◆ Work instructions ◆
Reproduce exactly the opening lines of the listing, stopping after the line that contains "I would agree with that assessment^" and including it.

◆ Material to process ◆
PR #93, opened 2015-07-27
FORD-143: reset filmstrip inline styles when modal is closed

BC-Mikey:
slideToggle() added inline styles which are hiding the filmstrip when it should be showing, however, the button is in the correct state. This has been removed by resetting the inline styles when the modal has been closed


tyard:
looks good

I might vote in the future to not use slideToggle() (just as I'd rather not use show/hide) because of the inline styles.

BC-Mikey:
I would agree with that assessment^

PR #102, opened 2015-08-04
Fix/closing share

bceacuna:
This PR contains the fix for FORD-153 and FORD-154. Note that I have removed the close button  from the Social Panel on smart phones since the close “X” button, in PSDs, is part of the lower panel, and not clickable


BC-Mikey:
This looks fine.

PR #103, opened 2015-08-05
centered social panel

bceacuna:
This PR contains the fixed for FORD-148 ([Mobile] iOS - Share widget is not centered)


tyard:
looks good

PR #104, opened 2015-08-06
localization for labels, spanish

tyard:


lib/bcgs_ford_main.js
```diff
@@ -47,6 +47,7 @@ v1.0.0: 6/2/2015
     config.modules = {
         Web: {},
         Util: {},
+        l10n: config.l10n,
         Slider: {},
```
bceacuna: Dont forget to add the bcc_l10n.js to the grunt build file

bceacuna:
Looks good. Just one comment.

lib/bcgs_ford_main.js
tyard: Right.

PR #106, opened 2015-08-06
fixed ford-164

bceacuna:
This PR contains the fix for FORD-164 (Android Tablets: Email window closes when click From/To entry fields)


tyard:
ok

PR #110, opened 2015-08-12
keyboard nav of button elements

tyard:


lib/bcgs_ford_filmstrip.js
```diff
@@ -250,7 +259,37 @@ v1.0.0: 6/19/2015
...
+                    break;
+                // ENTER, SPACE
+                case 13:
+                case 32:
+                    $activeDescendent.trigger("click");
+                    break;
+            }
+        });
+        
         return {
```
bceacuna: is there any reason why you don't use addKeyboardNav() to add all the attributes to the carousel?. 
// add role to the method definition first.
bcc.addKeyboardNav($carousel[0], "list", function(e){...}); //

lib/bcgs_ford_modal.js
```diff
@@ -437,20 +456,16 @@ TODO: remove instrinsic ratio implementation from index.html and it to the plugi
             
     $shareButton = $detailDiv.find('.bcc-share-icon');
     $saveButton = $detailDiv.find('.bcc-save-icon');         
+        $saveButton.on("click touchstart", invokeSaveFunction);
+        bcc.addKeyboardNav($saveButton[0], invokeSaveFunction);
+        $shareButton.on("click touchstart", openSocialPanel);
+        bcc.addKeyboardNav($shareButton[0], openSocialPanel);
```
bceacuna: indentation ?

lib/bcgs_ford_filmstrip.js
tyard: I'd have to add role (and to all invocations to this function) as well additional handlers for the left and right functionality (the function handles enter/space and would have to be done differently to allow for lists).

It's possible, but I think would actually make it more complex. I think if we get to the point of having multiple uses for keyboard nav for horizontal lists that we could add a new function for that, but for 99% of our use cases I think the current function is simpler.

lib/bcgs_ford_modal.js
tyard: That was intentional for readability. Breaks it up visually while keeping it as one block. I declared the vars on first lines, then added all the handlers to those buttons below.

lib/bcgs_ford_filmstrip.js
bceacuna: fair enough.

bceacuna:
Looks good. Merge away.

PR #111, opened 2015-08-12
reset addedIcons when player is launched

bceacuna:
This contains the fix for #FORD-144: Social Share icons are not always shown


tyard:
looks fine

PR #112, opened 2015-08-13
Email Panel fix

bceacuna:
This contains the fix for FORD-142: IE9/IE10/IE11- Email Share dialog need styling improvements

I made css selectors more specific so they are not overridden by the player


tyard:
all good

BC-Mikey:
Looks good!

PR #113, opened 2015-08-13
[iPad] removed Selection Area

bceacuna:
This contains the fix for FORD-176: Do not display characters on top of video player after a copy selection is made


tyard:
all good

PR #115, opened 2015-08-18
Feature/text navigation

bceacuna:
Implemented 
https://bcconsulting.atlassian.net/browse/FORD-179: Enable keyboard navigation for text elements


lib/bcc_web.js
```diff
@@ -199,6 +211,7 @@ v1.1.0: 8/12/2015
         toggleFullscreen: toggleFullscreen,
         isFullscreen: isFullscreen,
         addKeyboardNav: addKeyboardNav,
+        addWAIARIA: addWAIARIA,
```
tyard: I think we need a friendlier name for this. addWAIARIA, even if that is what it is, is really hard to scan and parse. But tabindex isn't aria anyway. How about making this one the addKeyboardNav (because it contains the tabindex) and making the original addKeyboardNav into something like addKeyboardNavForButton?

tyard: Other than that it looks good.

bceacuna: Make sense.

PR #232, opened 2018-03-19
add blocking_subscribe()  operator

shyam-s00:
PR for adding blocking_subscribe() op


dbrattli:
This is very interesting. I will need to align it with aioreactive that have a similar method called 'run()'. So this will probably have to go into the vnext branch instead. Hopefully I can fix this over easter. Thanks!

PR #243, opened 2018-05-25
add LICENSE to distributions

bollwyvl:
Thanks for the work!

This adds the `LICENSE` to distributions, as per the [Apache policy](http://www.apache.org/legal/src-headers.html).

Background: I am looking to package this for conda via the conda-forge process. In the meantime, I'll include a copy of the license there!

Thanks again!

### DIFF
--- a/MANIFEST.in
+++ b/MANIFEST.in
@@ -1,0 +1,1 @@
+include LICENSE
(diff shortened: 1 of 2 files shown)


bollwyvl:
Hooray!

Issue #169, opened 2017-03-15
observe_on(AsyncIOScheduler()) doesn't work for emissions from other threads


adamples:
Actually it can work quite randomly for more complicated programs. Basically when events are emitted using any scheduler that spawns threads (so `NewThreadScheduler`, `ThreadPoolScheduler`, `TimeoutScheduler`) the observer callbacks are not executed until some other event happens.

Example code (DebugTAP is a class that just prints received data):

    loop = asyncio.get_event_loop()

    # events will be emitted using TimeoutScheduler
    rx.Observable.interval(100) \
        .take(5) \
        .observe_on(AsyncIOScheduler(loop)) \
        .subscribe(DebugTAP())

    # nothing happens for 2 seconds
    loop.run_until_complete(asyncio.sleep(2))

    # here the numbers are printed, all at once, because loop was woken up
    loop.run_until_complete(asyncio.sleep(2))

I traced this problem down to the interaction between `ScheduledObserver` and `AsyncIOScheduler`. The issue is that `ScheduledObserver` schedules its `run` method on the target scheduler _but in the context of the source scheduler_, so possibly in a thread other than the one where the loop is running. `AsyncIOScheduler` in turn calls loop's `call_soon` and `call_later` methods, which are not thread-safe [1]. The result is that the loop is not aware of the new task that was just scheduled and waits for other events (like I/O or end of sleep as in my example).

The issue would be much less apparent in a program where the loop is constantly waken up, but then still unneccessary latency is introduced.

The simple solution would be to replace `call_soon` and `call_later` with `call_soon_threadsafe` and `call_later_threadsafe` respectively [2].

[1] https://docs.python.org/3/library/asyncio-eventloop.html#asyncio.AbstractEventLoop
[2] https://docs.python.org/3/library/asyncio-dev.html#concurrency-and-multithreading

NavidHt:
If we enable asyncio debug mode it throws `RuntimeError` exception with a message complaining about **thread-safety**:
```
Exception in thread Thread-1:
Traceback (most recent call last):
  ...
  File ".../rx/concurrency/mainloopscheduler/asyncioscheduler.py", line 28, in schedule
    handle = self.loop.call_soon(interval)
  File "/usr/lib64/python3.6/asyncio/base_events.py", line 576, in call_soon
    self._check_thread()
  ...
RuntimeError: Non-thread-safe operation invoked on an event loop other than the current one
```
[...]

PR #249, opened 2018-06-29
Use threadsafe asyncio methods in AsyncIOScheduler

adamples:
This commit fixes https://github.com/ReactiveX/RxPY/issues/169

The problem was that schedule* methods can be called from other threads (e.g. created by other schedulers) and because of this thread-safe version of asyncio scheduling methods (call_soon_threadsafe and call_later_threadsafe) should be used.

### DIFF
--- a/rx/concurrency/mainloopscheduler/asyncioscheduler.py
+++ b/rx/concurrency/mainloopscheduler/asyncioscheduler.py
@@ -25,7 +25,7 @@ class AsyncIOScheduler(SchedulerBase):
 
         def interval():
             disposable.disposable = self.invoke_action(action, state)
-        handle = self.loop.call_soon(interval)
+        handle = self.loop.call_soon_threadsafe(interval)
 
         def dispose():
             handle.cancel()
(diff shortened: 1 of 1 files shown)


MainRo:
maybe using call_soon_threadsafe instead of call_soon should not be systematic: Using call_soon_threadsafe probably adds an overhead. So we could add a parameter to the AsyncIOScheduler constructor to choose if the scheduler must be threadsafe or not ?

something like:

__init__(self, loop=None, thread_safe=False)

adamples:
Yes, I think configuration option is a good idea.

But this is fix is even more complicated than I anticipated.

For some reason there is no `call_later_threadsafe`, only `call_soon_threadsafe`. One solution might be something like `loop.call_soon_threadsafe(loop.call_later, ...)` but there is a problem that cancellation is then much more difficult.

Additionally `handle.cancel()` should be scheduled with `call_soon_threadsafe` but that would mean we can't be sure that task is cancelled after `dispose` returns (it may be some time later).

Unfortunately I don't have enough time now to implement the proper fix, so I'm closing this PR.

PR #266, opened 2018-11-29
implemented threadsafe schedule methods

### LINKED ISSUE #169: observe_on(AsyncIOScheduler()) doesn't work for emissions from other threads

MainRo:
This commit fixes #169.

The immediate scheduling method is based on call_soon_threadsafe to
schedule the action on the event loop. The dispose function uses
a future from the concurrent package so that it can block until the
action is canceled.

The relative scheduling method is executed in two steps: The first one
allows to move the execution context to the event loop. The second step
schedules the action at the appropriate time.

### DIFF
--- a/rx/concurrency/mainloopscheduler/asyncioscheduler.py
+++ b/rx/concurrency/mainloopscheduler/asyncioscheduler.py
@@ -1,6 +1,7 @@
 import logging
 import asyncio
 
+from concurrent.futures import Future
 from rx.core import Disposable
 from rx.disposables import SingleAssignmentDisposable, CompositeDisposable
 from rx.concurrency.schedulerbase import SchedulerBase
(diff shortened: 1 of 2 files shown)


dbrattli:
Thanks!

PR #274, opened 2019-01-09
partial tests update to pipe style

jcafhe:
Tests update for operators : 

- all
- average
- distinct_until_changed
- do_action
- flat_map
- last
- materialize

There are still some issues : 
- in all() tests: missing _some()_ operator (not in the test)
- in flat_map() tests: missing _interval()_, I have assumed it will be in the rx.init API instead of rx.operators
- in flat_mapi() tests: the old test provides a second kwarg  'result_mapper_indexed' in test_flat_map_iterable_complete_result_mapper
- in materialize() tests: missing _dematerialize()_ operator  

I have used '_' as an alias to rx.operators (saw this in the catch_exception test), but I've switched to 'ops' to avoid possible conflict. I don't know if a convention is needed ?

### DIFF
--- a/tests/test_observable/test_all.py
+++ b/tests/test_observable/test_all.py
@@ -1,5 +1,6 @@
 import unittest
 
+from rx import operators as _
 from rx.testing import TestScheduler, ReactiveTest
 
 on_next = ReactiveTest.on_next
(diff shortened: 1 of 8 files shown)


dbrattli:
As with RxJS 6, all result mappers will eventually be removed. This is not a problem since you can always use a map operator on the result if needed. Thus all tests using result mappers should just be removed.

dbrattli:
I've also been thinking about using `ops` instead of `_`. It is probably better self describing than `_`. We just need to see what looks best I guess so we can agree on a convention. Not a problem as it should be easy to do a global search replace later.

PR #275, opened 2019-01-10
update tests: amb, of, case, for_in, some, generate, switch_latest, timestamp & time_interval

jcafhe:
Update tests to pipe style for operators:
- amb
- of
- case
- for_in
- some
- generate 
- switch_latest
- timestamp & time_interval


dbrattli:
Thanks a lot!

PR #276, opened 2019-01-10
Fix forin and some operators

jcafhe:
Fixing the following operators: 
-  __for_in__: wrong import
- __some__: using pipe instead of chain


dbrattli:
Thanks a lot!

PR #277, opened 2019-01-11
update tests: min, min_by, max, max_by, zip, delay_with_mapper, contains, sum, to_async, skip, skip_last, default_is_empty, pairwise, using, window

jcafhe:
Tests update to pipe style for operators:

- min, min_by, max, max_by,
- zip
- delay_with_mapper (__IMPORTANT__: I've assumed delay_with_mapper was delay_with_selector before, so I've pushed 2 commits, one for pipe a74584d42de6002ea29255b7065f8f54b5a8b647,  second for renaming the file 5865c579963e69f75164248304f28c39b9cfa135)
- contains
- sum
- to_async
- skip, skip_last
- default_is_empty
- pairwise
- using
- window

I am actually a bit worry about how the list of commits per PR is growing even if previous PRs were accepted. It seems to be related to the fact that I'm keeping my branch 'test_to_pipestyle' alive to make PRs. Ocasionnaly, I use a merge to keep it synced with feature/rxpy-3.0.  Not sure if it's the right way to do things. Should I rebase instead of merge after a PR is accepted?


dbrattli:
Thanks, and great work! Don't worry about the PRs. We just need to make this as easy as possible. They are also going into a feature branch which will be  merged into master at one point, and then we can rewrite things the way we want.

PR #279, opened 2019-01-13
tests update: take, take_last, concat, defer, from_, timer, interval, take_with_time, combine_latest, throttle_first

jcafhe:
Tests update to pipe style for operators:
- test_take          
- take_last
- concat
- defer
- from_
- timer
- interval
- take_with_time
- combine_latest
- throttle_first


dbrattli:
Awesome!

PR #281, opened 2019-01-13
Fix combine_latest:  mapper should be provide as a keyword argument

jcafhe:
When calling rx.combine_latest(*args, mapper), mapper must be a keyword argument because _mapper_ argument is defined after the positionnal arguments *args.


dbrattli:
Nice catch!

PR #286, opened 2019-01-21
remove result_mapper for zip_with_iterable operator

jcafhe:
Remove result_mapper argument for zip operator. 

The resulting elements are now zipped in tuple.

### DIFF
--- a/rx/core/operators/zip.py
+++ b/rx/core/operators/zip.py
@@ -26,26 +26,22 @@ def _zip(*args: Observable) -> Callable[[Observable], Observable]:
         return rx.zip(*sources)
     return zip
 
-def _zip_with_iterable(second, result_mapper):
+def _zip_with_iterable(second):
     def zip_with_iterable(source: Observable) -> Observable:
         """Merges the specified observable sequence and list into one
-        observable sequence by using the mapper function whenever all of
+        observable sequence by using a tuple aggregation whenever all of
         the observable sequences have produced an element at a
         corresponding index.
 
-        The result mapper must be a function to invoke for each series of
-        elements at corresponding indexes in the sources.
-
         Example
-            >>> res = zip(xs, [1,2,3], result_mapper=fn)
+            >>> res = zip(xs, [1,2,3])
 
         Args:
             source -- Source observable to zip.
 
         Returns:
             An observable sequence containing the result of
-            combining elements of the sources using the specified result
-        mapper function.
+            combining elements of the sources as tuple.
         """
 
         first = source
@@ -61,7 +57,8 @@ def _zip_with_iterable(second, result_mapper):
                     right = second[index]
                     index += 1
                     try:
-                        result = result_mapper(left, right)
+                        result = (left, right)
+
                     except Exception as ex:
                         observer.on_error(ex)
                         return
--- a/rx/core/operators/zip.py
+++ b/rx/core/operators/zip.py
@@ -56,12 +56,7 @@ def _zip_with_iterable(second):
                 if index < length:
                     right = second[index]
                     index += 1
-                    try:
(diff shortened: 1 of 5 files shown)


dbrattli:
I really like this, returning a tuple instead of using the result_mapper, and then composing with map afterwards. It is btw exactly how I do it in the  implementation of [zipSeq](https://github.com/dbrattli/Reaction/blob/master/AsyncRx/src/Combine.fs#L243) in Reaction.AsyncRx (F#). We should btw do the same with `combine_latest` and `with_latest_from` (imo).

rx/core/operators/zip.py
```diff
@@ -61,7 +57,8 @@ def on_next(left):
                     right = second[index]
                     index += 1
                     try:
-                        result = result_mapper(left, right)
+                        result = (left, right)
+
                     except Exception as ex:
```
dbrattli: Just remove the try/except as well. Not needed anymore.

rx/operators/__init__.py
```diff
@@ -2550,32 +2550,25 @@ def zip(*args: Observable) -> Callable[[Observable], Observable]:
     return _zip(*args)
 
 
-def zip_with_iterable(second, result_mapper):
+def zip_with_iterable(second):
     """Merges the specified observable sequence and list into one
-    observable sequence by using the mapper function whenever all of
+    observable sequence by using a tupple aggregation whenever all of
```
dbrattli: by creating a tuple whenever all of ...

rx/operators/__init__.py
```diff
@@ -2550,32 +2550,25 @@ def zip(*args: Observable) -> Callable[[Observable], Observable]:
...
-        result_mapper: Mapper function that produces an element
-            whenever all of the observable sequences have produced an
-            element at a corresponding index
 
     Returns:
         An operator function that takes and observable source and
         returns an observable sequence containing the result of
-        combining elements of the sources using the specified result
-        mapper function.
+        combining elements of the sources as tuple.
```
dbrattli: as a tuple

tests/test_observable/test_zip.py
```diff
@@ -365,9 +365,10 @@ def test_zip_with_iterable_never_empty(self):
         n2 = []
 
         def create():
-            def mapper(x, y):
-                return x + y
-            return n1.pipe(ops.zip_with_iterable(n2, result_mapper=mapper))
+            return n1.pipe(
+                    ops.zip_with_iterable(n2),
+                    ops.map(sum),
```
dbrattli: Indent not correctly (should be 4 spaces)

tests/test_observable/test_zip.py
```diff
@@ -380,9 +381,10 @@ def test_zip_with_iterable_empty_empty(self):
...
+                    )
```
dbrattli: Indent not correctly (should be 4 spaces)

rx/core/operators/zip.py
jcafhe: Nice catch, we should do the same for the zip operator.

tests/test_observable/test_zip.py
jcafhe: this should be fixed now.

jcafhe:
I agree, returning tuples from `combine_latest`& `with_latest_from` would be great. So you would remove the mapper function from these operators?

The only drawback I see, if `combine_latest` returns a tuple and is piped with `map`, is that you can't provide anymore a function with positional arguments. You need to unpack the tuple in the function body.

dbrattli:
Yes, I see the problem. Perhaps you would like to implement a new operator called `starmap`?  Inspired by https://docs.python.org/2/library/itertools.html#itertools.starmap

PR #288, opened 2019-01-22
Remove result_mapper for join and group_join operators

jcafhe:
Removes *result_mapper* argument for `join` & `group_join` operators. As `zip`, elements are zipped in a tuple.

Regarding `group_join`, the try/except is still there because of the call to the function *add_ref*.

Tests relying on an exception raised in *result_mapper* are removed.


dbrattli:
Great job, thanks!

Issue #2394, opened 2023-08-28
Header title for deep linking


LeandraH:
**Is your feature request related to a problem? Please describe.**
The header in the app usually shows the name of the previous route. If the app is closed and opened via a deep link, there is no previous route, it instead shows the current route (but without translation?). It should correctly show the name of the route you are sent to if you tap the button to go back.

**Describe the solution you'd like**
The title in the header should always show the name of the route that you would return to if you tap on the back button next to it.

**Describe alternatives you've considered**
Can't think of any.

**Additional context**
I opened https://integreat.app/testumgebung/de/locations and got the attached screen. Note that it says "categories" in the header. When I tap on back, I am returned to Testumgebung, so the header title should be "Testumgebung" here.
![IMG_EF6664344B16-1](https://github.com/digitalfabrik/integreat-app/assets/18513943/51088063-517e-491b-b40c-493f4640c1a4)

PR #2441, opened 2023-09-13
2394: Fix Header title for deep linking

SteffiStuffel:
### Short description
removed `t(previousRoute.name)` as a fallback, as we do not have translations for route names, so I think this does never make sense. 
Other option would be to set the back navigation to the city name, what would make sense for opening all deep links, as their back navigation is defined as the home screen of the city, but we would have to load data to convert the citycode to the appropriate city-display name. I think this quite of an overhead, and just having the back icon is fine.

### Resolved issues

Fixes: #2394 

---


LeandraH (approved):
Seems like a good enough fix to the problem to me, and not worth the hassle for a pretty rare problem (I assume)

steffenkleinle (changes requested):
Actually, this breaks quite a few cases:
* news > select one news item (header should be "News" but is empty)
* events > select one events item (header should be "Events" but is empty)
* settings > licenses (header should be "Settings" but is empty)

I agree that the previous way of handling it is maybe not the most obvious/explicit, but this is not an improvement. Perhaps we have to explicitly set the header title in every route.

SteffiStuffel:
@steffenkleinle thanks for the input, i fixed it. Also replaced the empty string for categories with the "local information" translation, but can change back to empty if this is preferred.

Issue #2443, opened 2023-09-14
Hide i18next logs in tests


steffenkleinle:
**Is your feature request related to a problem? Please describe.**
As a developer executing tests it is annoying that the test logs are cluttered with i18n debug logs.

**Describe the solution you'd like**
i18n debug logs should not be shown in the test logs.

**Describe alternatives you've considered**
Keep it the way it is.

PR #2444, opened 2023-09-14
2443: Hide i18next debug logs for test

steffenkleinle:
### Short description

Hide i18next debug logs for test.

### Proposed changes

Hide i18next debug logs for test by overwriting console.log before tests and restoring it afterwards.

### Side effects

None.

### Resolved issues

Fixes: #2443

---


LeandraH (approved):
Nice! Still getting a debug statement from `sentry.ts` but I don't think that's in the scope of this ticket, plus it's single lines as opposed to translation objects...

web/src/components/__tests__/I18nProvider.spec.tsx
```diff
@@ -9,9 +9,22 @@ import I18nProvider from '../I18nProvider'
 
 jest.mock('../../utils/BrowserLanguageDetector')
 jest.mock('translations/src/loadTranslations')
+jest.mock('')
```
f1sh1918, line 12: why we need this?

steffenkleinle: we don't, forgot to remove

f1sh1918 (approved):
looks fine :)

Issue #2386, opened 2023-08-24
Make the e2e tests less flaky


LeandraH:
**Is your feature request related to a problem? Please describe.**
The e2e tests are quite flaky which reduces our confidence in the pipeline.

**Describe the solution you'd like**
We should check which tests exactly keep failing, and what we can do to improve it. Possibilities off the top of my head:
- More retries
- Longer timeout
- Rewrite the test to look for something else

**Describe alternatives you've considered**
We could leave everything like it is because it is okay, just annoying. Or we could remove the failing tests, which I think we really really shouldn't.

sarahsporck:
And of course also update the e2e dependencies.

LeandraH:
Additional info: 9 out of the last 9 failed e2e tests were because of `change language should open language selector: Error: expect(received).toBeTruthy() Received: false`.

PR #2446, opened 2023-09-15
2386: Make the E2E tests less flaky

LeandraH:
### Short description

We've been having issues with the E2E tests failing quite a bit, and working when restarting them. I checked the last 11 times that the tests failed, and it was each time because of the test checking for the overlay to change the language to appear.

### Proposed changes

- I added one additional waiting command to that test, to wait specifically for one of the language links. In 200 tests on my machine, the test hasn't failed since.

### Side effects

- If we take out the English language from the E2E-Testumgebung, the test will fail again, and then always. But I don't see why we would do that.
-

### Resolved issues

Fixes: #2386 

---


e2e-tests/web/test/specs/changeLanguage.e2e.ts
```diff
@@ -15,6 +15,7 @@ describe('change language', () => {
     await languageIcon.click()
 
     const languageSelector = await $("*[data-testid='headerActionItemDropDown']")
+    await $('=English')
```
sarahsporck, line 18: Can you explain why this makes the tests less flaky? :)

LeandraH: My guess is that the `headerActionItemDropDown` (i.e. the box that contains all the languages that you can choose) sometimes is rendered but in a state where it's still not visible, so the test for the visibility would fail. But when awaiting one of its child elements to show up, that would mean that it has to be visible, so the test passes.

SteffiStuffel:
> * I added one additional waiting command to that test, to wait specifically for one of the language links. In 200 tests on my machine, the test hasn't failed since.
> 

Did the tests failed on your local machine before?

LeandraH:
Yes, I don't have the exact numbers anymore but I put in a 50x loop for that specific test and it would fail between 30 and 40 times out of those. Only in Chrome though, not in Firefox or Safari.

SteffiStuffel (approved):

sarahsporck (approved):

Issue #2304, opened 2023-08-14
Write info about skipping a job to channels


SteffiStuffel:
Lately we forgot to unset the "SKIP_JOB_PROMOTE_INTEGREAT_IOS variable and Integreat was not updated for a few months. To prevent this in the future and to be more transparent, I suggest we write a message to ~releases or ~tech-react (to project channels may be to much effort for the benefit), so we (and everyone else) gets informed that a promotion or whatever is skiped.

steffenkleinle:
In my opinion this should go to ~integreat-app-notifications for integreat and perhaps a new channel ~lunes-app-notifications for lunes

PR #2449, opened 2023-09-18
2304: Nofity skip deliver and promote jobs

SteffiStuffel:
### Short description

Added notification to skip_job command

### Proposed changes

- moved notify script to tools
- changed order of skip_job and checkout

### Side effects

- hopefull none
-

### Resolved issues

Fixes: #2304 

---


.circleci/src/commands/skip_job.yml
```diff
@@ -6,15 +6,17 @@ parameters:
...
       command: |
         function skip_job {
           build_config_name=$1
           variable_name=SKIP_JOB_${CIRCLE_JOB%-*} # Remove everything after "-". e.g. "check-1" -> check
           if [[ -n ${!variable_name} && ($build_config_name =~ ${!variable_name} || "all" =~  ${!variable_name}) ]]; then
-            echo "This job is skipped because the variable $variable_name is set"
+            message="Job is skipped because the variable $variable_name is set"
+            echo $message
             circleci step halt
+            source tools/notify-mattermost main integreat-app-notifications "$message"
```
steffenkleinle, line 19: Why are we using the tool here directly instead of the `notify` command?

tools/notify-mattermost
```diff
@@ -0,0 +1,41 @@
+#!/bin/bash
```
steffenkleinle, line 1: Did you change anything here except extracting this?

.circleci/src/commands/skip_job.yml
SteffiStuffel: Because we cannot call the notify command conditionally depending on a environment variable. CircleCI does not support calling commands conditionally on environment variables, as they are evaluated on run time, whereas the conditional-statements are evaulated on compile time.

tools/notify-mattermost
SteffiStuffel: adding the option to pass a message to the command, but beside of this it is the same.

steffenkleinle (approved):
LGTM

tools/notify-mattermost
```diff
@@ -0,0 +1,41 @@
...
+    if [ "$STATUS" -ne "200" ]; then
+        echo "Notification not sent due to an error. Status: $STATUS. Please check the webhook URL"
+        exit 1
+    fi
+
+    echo "Notification sent!"
+    exit 0
+  }
+
+Send_notification $1 $2 "$3"
```
LeandraH, line 41: Why does the third one get quotation marks?

LeandraH (commented):
I don't get it, why are we moving the `skip_job` to after the `checkout`? Doesn't that mean unnecessary checking out of the repo?

tools/notify-mattermost
SteffiStuffel: Because we are passing a string with spaces and without the quotes only the first word would be passed

SteffiStuffel:
> I don't get it, why are we moving the `skip_job` to after the `checkout`? Doesn't that mean unnecessary checking out of the repo?

Yes that is correct. We need to change the order, because the nofity-script it not be available, without checking out before. As we only do skipping jobs rarely and checking out does not take very long this is fine.

LeandraH:
Aaaah, cool, thanks!

LeandraH (approved):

◆ Exercise output ◆
PR #93, opened 2015-07-27
FORD-143: reset filmstrip inline styles when modal is closed

BC-Mikey:
slideToggle() added inline styles which are hiding the filmstrip when it should be showing, however, the button is in the correct state. This has been removed by resetting the inline styles when the modal has been closed


tyard:
looks good

I might vote in the future to not use slideToggle() (just as I'd rather not use show/hide) because of the inline styles.

BC-Mikey:
I would agree with that assessment^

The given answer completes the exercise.